In Paska v. Saunders, 103 Vt. 204, 153 Atl. 451, the court said at p. 211, "The exception in the statute which makes the surviving party a competent witness to meet or explain testimony of living witnesses produced against him permits him to testify to such affirmative facts as have a tendency to meet and destroy such testimony" and "also any legitimate inference deducible therefrom." Cases cited.
The defendant cites as authority McPherson v. Dow Admr., 117 Vt. 506, 96 A.2d 649, and Nottbeck v. Chapman, 93 Vt. 378, 108 Atl. 338. These cases do not support defendant's position. The exception in the statute applies when the living witness is one produced against the plaintiff. That is the situation in this case since the testimony sought to be explained was from a witness produced against the plaintiff.
Defendant claims the admission of plaintiff's testimony was prejudicial because the court must have relied upon this evidence and considered it in making the finding that there was a delivery of the note to the plaintiff.

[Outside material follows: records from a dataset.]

PR #3012, opened 2020-07-14
SettingsLog: add command history

rating89us:
Allow users to navigate with up/down arrows the last commands entered in Settings > Log (during a session).

### DIFF
--- a/pages/settings/SettingsLog.qml
+++ b/pages/settings/SettingsLog.qml
@@ -213,9 +213,27 @@ Rectangle {
         MoneroComponents.LineEdit {
             id: sendCommandText
             Layout.fillWidth: true
+            property var lastCommands: []
+            property int currentCommandIndex
             fontBold: false
             placeholderText: qsTr("command + enter (e.g 'help' or 'status')") + translationManager.emptyString
             placeholderFontSize: 16
+            Keys.onUpPressed: {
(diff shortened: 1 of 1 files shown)


pages/settings/SettingsLog.qml
```diff
@@ -213,9 +213,27 @@ Rectangle {
...
+            Keys.onUpPressed: {
+                if (currentCommandIndex != 0) {
+                    sendCommandText.text = lastCommands[currentCommandIndex - 1]
+                    currentCommandIndex = currentCommandIndex - 1
+                }
+            }
+            Keys.onDownPressed: {
+                if (currentCommandIndex == lastCommands.length - 1) {
+                    currentCommandIndex = lastCommands.length;
+                    return text = "";
```
xiphon, line 230: ?

rating89us: 1) User enter values "zero", "one", "two", "three" that are stored in the array.
2) Use the up arrow to navigate to "three" (last index of array).
3) Pressing down arrow will display a blank line, which is the default behavior in a Ubuntu terminal. In a Windows prompt command, pressing down arrow would keep displaying "three", but I prefer Ubuntu behavior.

selsta: Maybe write it like this
```
text = "";
return;
```

PR #3050, opened 2020-08-26
cmake: fix DEV_MODE, checkout master in submodule

selsta:
Edit, seems like there is still an issue with the version number.

Also fails on Windows..


xiphon:
IMO `DEV_MODE` flag is meant to explicitly disable all the version/revision checks.

selsta:
There is also -DMANUAL_SUBMODULES=1, but not sure what the initial intention of DEV_MODE was.

xiphon (approved):
Looking at `execute_process(COMMAND cd monero && git checkout origin/master)` command it appears `DEV_MODE` is actually intended to `checkout master in submodule`.

xiphon (approved):

PR #3089, opened 2020-09-15
main: command line option for socks5 proxy

selsta:


pages/settings/SettingsLayout.qml
```diff
@@ -265,16 +266,17 @@ Rectangle {
 
         MoneroComponents.RemoteNodeEdit {
             id: proxyEdit
+            enabled: socksProxyFlag.length === 0
             Layout.leftMargin: 36
             Layout.topMargin: 6
             Layout.minimumWidth: 100
             placeholderFontSize: 15
-            visible: persistentSettings.proxyEnabled
+            visible: persistentSettings.proxyEnabled || socksProxyFlag.length > 0
```
xiphon, line 274: Use `proxyCheckbox.checked`

selsta: done, also updated the enabled part

pages/settings/SettingsLayout.qml
```diff
@@ -265,16 +266,17 @@ Rectangle {
 
         MoneroComponents.RemoteNodeEdit {
             id: proxyEdit
+            enabled: proxyCheckbox.enabled
```
xiphon, line 269: Shouldn't allow changing the proxy address if socksProxyFlag is set.

main.qml
```diff
@@ -1423,13 +1423,14 @@ ApplicationWindow {
         property string proxyAddress: "127.0.0.1:9050"
         property bool proxyEnabled: false
         function getProxyAddress() {
-            if (!proxyEnabled) {
+            var proxyAddressSetOrForced = socksProxyFlagSet ? socksProxyFlag : proxyAddress;
```
xiphon, line 1426: Could be declared at line 1430

main.qml
```diff
@@ -1423,13 +1423,14 @@ ApplicationWindow {
...
+            if (socksProxyFlagSet ? !socksProxyFlag : !proxyEnabled) {
```
xiphon, line 1427: IMO it would be better to not use ternary operator here

xiphon (approved):

PR #3092, opened 2020-09-18
cmake: support macdeployqt

selsta:
Replaces "make deploy" from current qmake build system.

https://sodocumentation.net/qt/topic/5857/deploying-qt-applications


selsta:
Replaced by #3103

PR #3103, opened 2020-09-22
cmake: add deploy target (mac / windows)

selsta:
thanks @iDunk5400 for testing


cmake/Deploy.cmake
```diff
@@ -0,0 +1,103 @@
+if(APPLE OR WIN32)
```
xiphon, line 1: Please exclude static windows builds

selsta: done

xiphon (approved):

PR #3121, opened 2020-09-29
Transfer: Create SuccessfulTxDialog

rating89us:
New SuccessfulTxDialog component:
- Green circle checkmark animation
- Open folder button (view-only wallet): opens the folder where the transaction file was saved

Normal transaction:
txflownew1

After creating transaction file in view-only wallet (offline transaction signing feature):
image


xiphon:
> Requires #2895

Why does it require #2895? Couldn't we just move the code showing new dialog to the current PR?

rating89us:
My mistake. I think all code is moved now

components/SuccessfulTxDialog.qml
```diff
@@ -0,0 +1,191 @@
...
+                KeyNavigation.tab: doneButton
+                Keys.enabled: openFolderButton.visible
+                Keys.onReturnPressed: openFolderButton.onClicked
+                Keys.onEnterPressed: openFolderButton.onClicked
+                Keys.onEscapePressed: {
+                    root.close()
+                    root.rejected()
+                }
+                onClicked: {
+                    oshelper.openContainingFolder(walletManager.urlToLocalPath(saveTxDialog.fileUrl))
```
xiphon, line 167: Could we use `onCloseCallback` for that?

main.qml
```diff
@@ -1499,6 +1501,19 @@ ApplicationWindow {
         }
     }
 
+    // Transaction successfully sent popup
+    SuccessfulTxDialog {
+        // dynamically change onclose handler
+        property var onCloseCallback
```
xiphon, line 1507: Looks like we can drop this

xiphon:
What do you think about adjusting the font size to fit transaction id on a single line?

rating89us:
Font size would need to be too small to fit in current dialog width.
And increasing dialog width would make it too large.
So I prefer the way it is now.

xiphon (approved):

selsta (approved):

However, there was earlier testimony on this matter of the delivery of the note given by witness Saldi. He testified that he went out to the car with Attorney Molla, after each of . them had signed the note in Saldi's office, and saw Molla hand the note to the plaintiff.
We do not find error in the ruling of the court, but if there was any, it was harmless.
The defendant further argues that it was error for the court to enter judgment for the plaintiff. This presupposes that defendant's requested findings were made by the court, principally that the instrument was not a note. The findings were to the contrary and, as we have held supra, are without error. Accordingly, the judgment is amply supported by the findings and will be affirmed.
Judgment Affirmed.
NOTE: Aftér the opinion was filed in this case, the defendant was granted an extension of time to petition for reargument. The motion which followed seeks further consideration of all questions decided adversely to the defendant and are not within the spirit and purpose of Rule 22.
The final point presented contends that the opinion failed to observe the difference between a promissory note and a bill of exchange. The- language of the instrument is not definitive on the point. The plaintiff regarded the obligation as a promissory' note. This she was entitled to do since 9 V.S.A. §317 (a) provides that when the instrument is ambiguous as to whether it is a bill or a note the holder may treat it as either.
However classified, the critical and controlling point is the finding by the court below that the writing was a negotiable instrument within the requirements of the Uniform Negotiable Instruments Act 9 V.S.A. §301. As such it carried the presumption that it was issued for a valuable consideration. And this presumption, the defendant has left unchallenged in the evidence.
The opinion was recalled to make minor corrections but the result reached is not affected.
Request fox permission to reargue is denied. Let full entry go down.